Task statement: In the entries below, identify every line with the string "controller" and copy it.

[Saved entries]

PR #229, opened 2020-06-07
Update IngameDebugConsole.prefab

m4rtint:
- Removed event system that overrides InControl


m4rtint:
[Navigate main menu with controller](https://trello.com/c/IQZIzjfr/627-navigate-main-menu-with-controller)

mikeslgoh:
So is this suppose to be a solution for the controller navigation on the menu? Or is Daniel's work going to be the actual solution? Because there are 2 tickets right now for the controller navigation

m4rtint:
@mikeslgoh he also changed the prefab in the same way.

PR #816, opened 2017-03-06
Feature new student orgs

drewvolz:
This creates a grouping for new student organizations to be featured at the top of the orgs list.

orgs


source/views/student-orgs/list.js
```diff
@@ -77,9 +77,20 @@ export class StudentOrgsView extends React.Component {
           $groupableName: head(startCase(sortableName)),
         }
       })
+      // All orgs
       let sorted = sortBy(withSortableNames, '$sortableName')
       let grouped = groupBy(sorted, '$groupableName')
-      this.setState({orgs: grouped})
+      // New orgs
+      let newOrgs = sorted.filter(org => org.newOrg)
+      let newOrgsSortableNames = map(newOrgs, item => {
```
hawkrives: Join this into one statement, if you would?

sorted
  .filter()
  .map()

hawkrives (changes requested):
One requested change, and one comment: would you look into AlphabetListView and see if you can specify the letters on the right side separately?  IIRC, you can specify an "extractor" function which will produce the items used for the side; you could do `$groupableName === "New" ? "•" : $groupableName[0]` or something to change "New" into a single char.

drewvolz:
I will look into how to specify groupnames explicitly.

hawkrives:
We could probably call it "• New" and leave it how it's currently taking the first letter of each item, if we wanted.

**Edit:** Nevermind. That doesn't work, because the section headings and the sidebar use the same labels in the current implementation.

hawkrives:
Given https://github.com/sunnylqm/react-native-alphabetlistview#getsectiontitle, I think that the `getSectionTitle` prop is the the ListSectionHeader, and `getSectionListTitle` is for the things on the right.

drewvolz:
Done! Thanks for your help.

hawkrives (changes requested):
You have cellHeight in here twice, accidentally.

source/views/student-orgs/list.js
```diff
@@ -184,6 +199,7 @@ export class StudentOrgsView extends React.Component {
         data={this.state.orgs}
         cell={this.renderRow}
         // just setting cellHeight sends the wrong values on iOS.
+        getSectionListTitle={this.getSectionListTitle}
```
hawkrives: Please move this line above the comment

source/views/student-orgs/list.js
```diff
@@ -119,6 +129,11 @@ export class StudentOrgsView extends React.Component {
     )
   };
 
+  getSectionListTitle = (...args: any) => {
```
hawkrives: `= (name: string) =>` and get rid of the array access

==

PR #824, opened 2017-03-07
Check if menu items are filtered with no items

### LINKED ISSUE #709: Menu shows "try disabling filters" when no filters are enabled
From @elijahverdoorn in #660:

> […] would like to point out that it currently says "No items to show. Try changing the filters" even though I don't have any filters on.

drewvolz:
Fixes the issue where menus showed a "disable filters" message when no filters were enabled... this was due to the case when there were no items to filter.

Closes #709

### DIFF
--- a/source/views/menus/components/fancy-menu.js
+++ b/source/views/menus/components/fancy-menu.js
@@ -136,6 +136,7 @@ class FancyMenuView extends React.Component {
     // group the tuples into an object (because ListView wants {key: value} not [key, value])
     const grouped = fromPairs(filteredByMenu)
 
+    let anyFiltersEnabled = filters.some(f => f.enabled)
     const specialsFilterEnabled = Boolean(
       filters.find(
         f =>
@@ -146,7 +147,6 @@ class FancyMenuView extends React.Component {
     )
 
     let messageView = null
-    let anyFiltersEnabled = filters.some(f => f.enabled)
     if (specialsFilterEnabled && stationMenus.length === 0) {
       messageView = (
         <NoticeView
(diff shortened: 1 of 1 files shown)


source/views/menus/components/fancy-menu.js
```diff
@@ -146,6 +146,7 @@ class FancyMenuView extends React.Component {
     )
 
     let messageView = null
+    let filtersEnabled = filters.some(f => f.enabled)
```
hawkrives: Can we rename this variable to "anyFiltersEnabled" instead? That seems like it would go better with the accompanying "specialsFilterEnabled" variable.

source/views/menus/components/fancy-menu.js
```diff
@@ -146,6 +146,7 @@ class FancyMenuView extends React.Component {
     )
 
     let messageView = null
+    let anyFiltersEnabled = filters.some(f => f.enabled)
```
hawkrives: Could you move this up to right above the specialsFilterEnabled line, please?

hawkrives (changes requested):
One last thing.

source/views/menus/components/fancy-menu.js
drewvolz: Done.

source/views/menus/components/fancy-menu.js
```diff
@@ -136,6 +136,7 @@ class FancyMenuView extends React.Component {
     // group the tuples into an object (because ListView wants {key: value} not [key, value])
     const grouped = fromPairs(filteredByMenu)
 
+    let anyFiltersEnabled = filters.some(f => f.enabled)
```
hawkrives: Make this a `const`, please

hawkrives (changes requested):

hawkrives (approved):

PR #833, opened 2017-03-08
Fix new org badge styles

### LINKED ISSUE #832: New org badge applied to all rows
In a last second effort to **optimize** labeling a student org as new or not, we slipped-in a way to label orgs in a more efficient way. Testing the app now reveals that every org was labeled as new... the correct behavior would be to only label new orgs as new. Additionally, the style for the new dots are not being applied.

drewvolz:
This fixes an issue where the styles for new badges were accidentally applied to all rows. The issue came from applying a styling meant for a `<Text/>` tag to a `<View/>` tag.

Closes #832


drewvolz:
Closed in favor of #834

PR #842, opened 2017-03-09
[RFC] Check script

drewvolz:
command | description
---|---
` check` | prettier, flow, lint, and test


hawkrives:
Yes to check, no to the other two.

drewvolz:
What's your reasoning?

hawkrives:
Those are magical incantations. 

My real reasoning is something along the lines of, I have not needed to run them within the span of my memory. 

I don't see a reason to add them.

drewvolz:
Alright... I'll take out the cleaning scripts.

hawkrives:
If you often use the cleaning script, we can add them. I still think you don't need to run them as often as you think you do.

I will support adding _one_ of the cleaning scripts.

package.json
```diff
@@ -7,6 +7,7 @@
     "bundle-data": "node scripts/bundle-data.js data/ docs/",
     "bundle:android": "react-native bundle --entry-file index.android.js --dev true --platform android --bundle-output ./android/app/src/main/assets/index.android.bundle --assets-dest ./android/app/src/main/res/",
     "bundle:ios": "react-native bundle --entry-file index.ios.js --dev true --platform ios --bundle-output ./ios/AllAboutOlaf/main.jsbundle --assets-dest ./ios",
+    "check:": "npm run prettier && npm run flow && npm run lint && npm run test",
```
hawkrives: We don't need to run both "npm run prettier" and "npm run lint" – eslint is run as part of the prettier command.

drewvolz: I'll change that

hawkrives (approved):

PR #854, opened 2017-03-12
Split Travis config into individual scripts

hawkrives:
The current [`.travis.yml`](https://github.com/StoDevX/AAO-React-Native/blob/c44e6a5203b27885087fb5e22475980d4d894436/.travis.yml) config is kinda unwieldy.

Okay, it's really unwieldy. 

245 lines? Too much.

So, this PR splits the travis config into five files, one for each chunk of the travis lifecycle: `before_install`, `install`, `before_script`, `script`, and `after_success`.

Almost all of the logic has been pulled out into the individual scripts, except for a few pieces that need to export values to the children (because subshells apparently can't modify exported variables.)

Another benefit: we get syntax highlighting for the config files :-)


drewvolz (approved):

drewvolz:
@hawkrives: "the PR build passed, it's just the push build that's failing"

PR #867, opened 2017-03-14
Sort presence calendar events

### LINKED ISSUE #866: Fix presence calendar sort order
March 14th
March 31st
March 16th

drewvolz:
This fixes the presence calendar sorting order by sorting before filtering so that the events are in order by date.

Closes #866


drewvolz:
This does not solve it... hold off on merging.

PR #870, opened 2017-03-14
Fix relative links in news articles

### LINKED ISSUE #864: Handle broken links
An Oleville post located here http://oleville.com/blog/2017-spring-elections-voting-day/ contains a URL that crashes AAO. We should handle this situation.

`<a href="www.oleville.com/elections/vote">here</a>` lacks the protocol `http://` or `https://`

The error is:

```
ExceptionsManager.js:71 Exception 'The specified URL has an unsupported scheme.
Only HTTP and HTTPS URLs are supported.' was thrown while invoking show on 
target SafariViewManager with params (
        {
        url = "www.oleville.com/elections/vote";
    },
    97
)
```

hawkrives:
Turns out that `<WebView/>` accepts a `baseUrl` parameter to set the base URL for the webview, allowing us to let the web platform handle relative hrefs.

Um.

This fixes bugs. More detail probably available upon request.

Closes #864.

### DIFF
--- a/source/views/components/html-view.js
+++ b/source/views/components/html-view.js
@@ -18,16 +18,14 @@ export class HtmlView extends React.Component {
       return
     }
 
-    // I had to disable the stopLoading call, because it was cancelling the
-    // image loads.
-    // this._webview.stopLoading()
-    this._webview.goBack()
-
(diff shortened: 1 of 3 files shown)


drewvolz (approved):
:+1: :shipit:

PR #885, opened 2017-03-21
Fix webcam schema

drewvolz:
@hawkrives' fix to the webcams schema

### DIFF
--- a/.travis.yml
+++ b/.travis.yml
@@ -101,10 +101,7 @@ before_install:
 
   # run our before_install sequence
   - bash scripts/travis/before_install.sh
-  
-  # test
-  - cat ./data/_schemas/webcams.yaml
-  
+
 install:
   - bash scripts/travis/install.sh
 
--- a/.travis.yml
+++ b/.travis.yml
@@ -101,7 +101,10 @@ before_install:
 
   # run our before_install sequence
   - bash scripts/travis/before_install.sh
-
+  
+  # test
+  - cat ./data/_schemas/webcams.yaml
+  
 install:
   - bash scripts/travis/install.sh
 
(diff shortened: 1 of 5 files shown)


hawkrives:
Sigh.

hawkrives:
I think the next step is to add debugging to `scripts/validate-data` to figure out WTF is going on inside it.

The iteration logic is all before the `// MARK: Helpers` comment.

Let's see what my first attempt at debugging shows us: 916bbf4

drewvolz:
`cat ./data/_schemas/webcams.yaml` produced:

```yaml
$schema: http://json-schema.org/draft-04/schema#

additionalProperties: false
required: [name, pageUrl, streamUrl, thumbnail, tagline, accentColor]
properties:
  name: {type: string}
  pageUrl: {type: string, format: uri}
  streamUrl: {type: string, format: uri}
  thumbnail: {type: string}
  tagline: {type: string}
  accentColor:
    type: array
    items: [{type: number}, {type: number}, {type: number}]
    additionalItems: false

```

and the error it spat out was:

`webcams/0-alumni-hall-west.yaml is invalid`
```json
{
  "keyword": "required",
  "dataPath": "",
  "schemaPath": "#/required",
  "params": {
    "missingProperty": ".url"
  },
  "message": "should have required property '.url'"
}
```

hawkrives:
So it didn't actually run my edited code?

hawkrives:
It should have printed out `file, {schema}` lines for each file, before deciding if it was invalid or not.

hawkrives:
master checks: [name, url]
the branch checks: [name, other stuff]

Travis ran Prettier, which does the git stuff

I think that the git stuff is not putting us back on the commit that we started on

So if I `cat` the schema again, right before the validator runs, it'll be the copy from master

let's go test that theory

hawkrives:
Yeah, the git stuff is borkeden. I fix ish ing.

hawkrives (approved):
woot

Answer for the task:
[Navigate main menu with controller](https://trello.com/c/IQZIzjfr/627-navigate-main-menu-with-controller)
So is this suppose to be a solution for the controller navigation on the menu? Or is Daniel's work going to be the actual solution? Because there are 2 tickets right now for the controller navigation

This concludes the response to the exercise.